PR #1066, opened 2023-10-24
build: add missing yarn.lock for cypress update if necessary

MikeMcC399:
This PR increases the robustness of the update script

- [scripts/update-cypress-latest-other.sh](https://github.com/cypress-io/github-action/blob/master/scripts/update-cypress-latest-other.sh)

used by

```bash
npm run update:cypress
```

If the `yarn.lock` file is missing in the following Yarn Modern example directories, then Yarn will output an error message and not install:

- [examples/yarn-modern](https://github.com/cypress-io/github-action/tree/master/examples/yarn-modern)
- [examples/yarn-modern-pnp](https://github.com/cypress-io/github-action/tree/master/examples/yarn-modern-pnp)

This is due to the mixture of Yarn and npm in the same monorepo. To make the update script more robust, an empty `yarn.lock` is created in the above directories, if it is missing. Yarn will then populate the respective lockfile correctly and not look in higher level directories for a lockfile.

## Verification

Delete

- [examples/yarn-modern/yarn.lock](https://github.com/cypress-io/github-action/tree/master/examples/yarn-modern/yarn.lock)
- [examples/yarn-modern-pnp/yarn.lock](https://github.com/cypress-io/github-action/tree/master/examples/yarn-modern-pnp/yarn.lock)

then execute

```bash
npm run update:cypress
```

ensuring that there are no Yarn errors reported. Restore the original contents of the `yarn.lock` files after the test.

### DIFF
--- a/scripts/update-cypress-latest-other.sh
+++ b/scripts/update-cypress-latest-other.sh
@@ -45,6 +45,7 @@ echo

__Activity__: A verbatim copy of the listing above, starting from the line with "then execute" and running to its last line, is the only output needed.

__Reply__:
then execute

```bash
npm run update:cypress
```

ensuring that there are no Yarn errors reported. Restore the original contents of the `yarn.lock` files after the test.

### DIFF
--- a/scripts/update-cypress-latest-other.sh
+++ b/scripts/update-cypress-latest-other.sh
@@ -45,6 +45,7 @@ echo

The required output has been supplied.